# Wood grips for P229 OTHER than Hogues ??



## jonstar (Feb 16, 2009)

Are there any ? I have searched all over the forum here, and Google... with very little success.. I found some that are priced at $200... then I found the Hogues... I would really like a set like this..










which I assume are factory sig grips... but I am unsure as to weather they are made for the 229... i have seen them on 229's... however I can not for the life of me figure out what they are called in order to properly look for a set.

Thanks for any help!
Jon


----------



## dblshred (Jan 31, 2009)

You can get them from Sig for $100 as shown here (click on accessories). I believe Nils also makes grips for the 229, but they don't have a website that I can find.

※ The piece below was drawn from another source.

PR #776, opened 2026-09-16
Pattern translations: store translated patterns with the bytes the job assembled

mcliwanow:
## Why

`create_or_update_translated_pattern()` hands `wp_insert_post()` an unslashed array. `wp_insert_post()` expects slashed input and strips one level of backslashes from every field before it writes, `meta_input` included, so a translation is stored one backslash short. A translator's literal backslash goes missing, and so does the backslash in the `--` the block serialiser writes for `--` inside attribute JSON, which turns `var(--wp--preset--color--x)` into `var(u002du002dwpu002du002d...)`.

You may have to check with the big online stores.


----------



## Jet (Feb 27, 2009)

Wood grips sure look good, I hear that they are slightly thicker than stock


----------



## Mike H. (Jan 25, 2009)

http://www.gungripsupply.com/
from what i've found on other forums, these are about the same thickness as the factory plastic grips... and will work just fine with the factory standard grip screws.
Sig's wood grips are way thick... definately too much beef for me... and they require longer grip screws.


----------



## OwensDad (Jan 29, 2007)

Thanks for the link Mike!


----------



## DevilsJohnson (Oct 21, 2007)

I'd bought a set on gunbroker a while back and the thickness is actually pretty close but the fit was not the best. I had to do a little work on them to get them to fit properly. If I had it to do again I'd of went with the Hogues or got them from Sig Sauer.


----------